As an important and challenging problem in computer vision, scene text detection has been drawing researchers' interest. The performance of text detection are largely pushed forward along with the boom of deep learning. However, although people have proposed different models to improve text detection in single image, less attention is paid to improve text detection in video, which is more challenging due to effects like motion blur, extreme rotation of text lines.
Given a video as input, we want to build a new model based on existing single image text detector, and improve the performance regarding accuracy, while not bring to much overhead to system efficiency.

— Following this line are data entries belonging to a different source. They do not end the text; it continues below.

PR #1034, opened 2023-08-01
Harden compute nuclei features

manthey:
Don't fail if we can't identify cytoplasm because the tile is small or nuclei are close to overlapping.

### DIFF
--- a/histomicstk/features/compute_gradient_features.py
+++ b/histomicstk/features/compute_gradient_features.py
@@ -93,6 +93,8 @@ def compute_gradient_features(im_label, im_intensity,
     cannyG = canny(im_intensity)
 
     for i in range(numLabels):
+        if rprops[i] is None:
+            continue
 
         # get gradients of object pixels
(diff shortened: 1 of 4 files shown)


manthey:
@subinkitware Looking at the nuclei classification code, it finds nuclei and then assumes that any pixels near but outside the nuclei are cytoplasm.  If there are no such pixels, then it fails to compute cytoplasm feature values.  This can happen where nuclei are close together, or, because of tiling, a nucleus occupies essentially all of a fractional tile.  This hardens the process by skipping those computations where we can't label cytoplasm in this manner.

subinkitware:
Okay, now I understand the problem. This must be the issue happening when WSL is loaded into the `ComputeNucleiFeatures`. The system is unable to find cytoplasm from tiles that have the nuclei segmented already. This problem needed a bit of understanding of the theory too.

subinkitware (approved):

PR #1036, opened 2023-08-01
Resolve issues with sink.crop

subinkitware:
- while running the `PPC` with default values there are no issues.
- But when we provide ROI and forget to mention the `outputLabelImage`, an error is thrown saying
`sink.crop=... None type object not callable`

- To resolve that I've made both `outputannotationfile` file and `outputlabelimage` as required fields. I believe the way to do that is to add the `<index>2</index>` parameter to the .XML file. That is how I did it. If it is something different please let me know.

### DIFF
--- a/histomicstk/cli/PositivePixelCount/PositivePixelCount.py
+++ b/histomicstk/cli/PositivePixelCount/PositivePixelCount.py
@@ -193,9 +193,10 @@ def main(opts):
     }
 
     # Save the annotation dictionary to the output annotation file
-    with open(opts.outputAnnotationFile, 'w') as annotation_file:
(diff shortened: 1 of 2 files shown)


manthey:
The alternative is to not call sink.crop if sink is None.  There is a valid use case where you want to count the positive pixels but you don't want an output image.

manthey:
Can we also add a guard before writing the annotation file?  That is, just before https://github.com/DigitalSlideArchive/HistomicsTK/blob/d7f837f0789d6a65a0ae8669421763ed72fae109/histomicstk/cli/PositivePixelCount/PositivePixelCount.py#L196, add `if opts.outputAnnotationFile:`

manthey (approved):

PR #1042, opened 2023-08-04
remove overlapping nuclei is a default process.

### LINKED ISSUE #1039: Nuclei Detection Overlap defaults
I think we should make an overlap value of `-1` be a special value that means `(max_radius + 1) * 4`, and then make that the default value  AND turn on remove overlapping nuclei by default.

subinkitware:
I  made the following changes in `nucleidetection.xml`

- updated the overlap value to 84 - which is (max_radius + 1) * 4
- set the `remove overlap nuclei` option to `True` by default.

One additional question on this PR.
- Is there a way to show the value provided by the `.py` file on the UI ?
- For example, the overlap value changes automatically when the max_radius is changed. + user can go to the UI and update it too.

- completing this will fix #1039


histomicstk/cli/NucleiDetection/NucleiDetection.py
```diff
@@ -275,6 +275,10 @@ def main(args):
     else:
         process_whole_image = False
 
+    # Provide default value for tile_overlap
+    tile_overlap = args.tile_overlap_value if args.tile_overlap_value != - \
```
manthey, line 279: This line break halfway through a number makes it very hard to see what is going on.  Better would be
```
    tile_overlap = args.tile_overlap_value
    if tile_overlap == -1:
        tile_overlap = (args.max_radius + 1) * 4
```
If you really want to use the ternary, it'd still be better to do
```
    tile_overlap = (
        args.tile_overlap_value if args.tile_overlap_value != -1 else
        ((args.max_radius + 1) * 4))
```

PR #255, opened 2017-10-11
hotfix version of mainline functionality for http imports

kcibul:
... also had to fix a deprecation error due to newer cats being pulled in


danbills (approved):
LGTM, thanks for async-ify comment as that's my only concern.

wom/src/test/resources/logback-test.xml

**Figure 1** : **Flow Estimation**From left to right are: image1, image2, dense flow map, warpped image1. Warpped image1 should be close to image2 **Figure 2** : **Good Examples**
Boxes that have challenging rotation angle, or small size, could be detected by the new model, while original EAST couldn't detect them very well, also the detected boxes geometry are more precise. **Figure 3** : **Failure Cases**
For boxes sitting near the boundary, feature aggregation would sometimes fail due to imprecise flow esimation; robust flow estimation guarantees the precision for boxes prediction. **Figure 4** : **Results Comparison**
From the preliminary test results, we could see the detection performance for some videos are boosting up when we apply flow-based feature aggregation to a single image text detector, the recall has significant improvement; However, the dense feture aggregation is not robust to all videos, especially for regions that flow estimation is not accurate. Further ways to improve flow estimation or reduce the dependency on flow need to be proposed.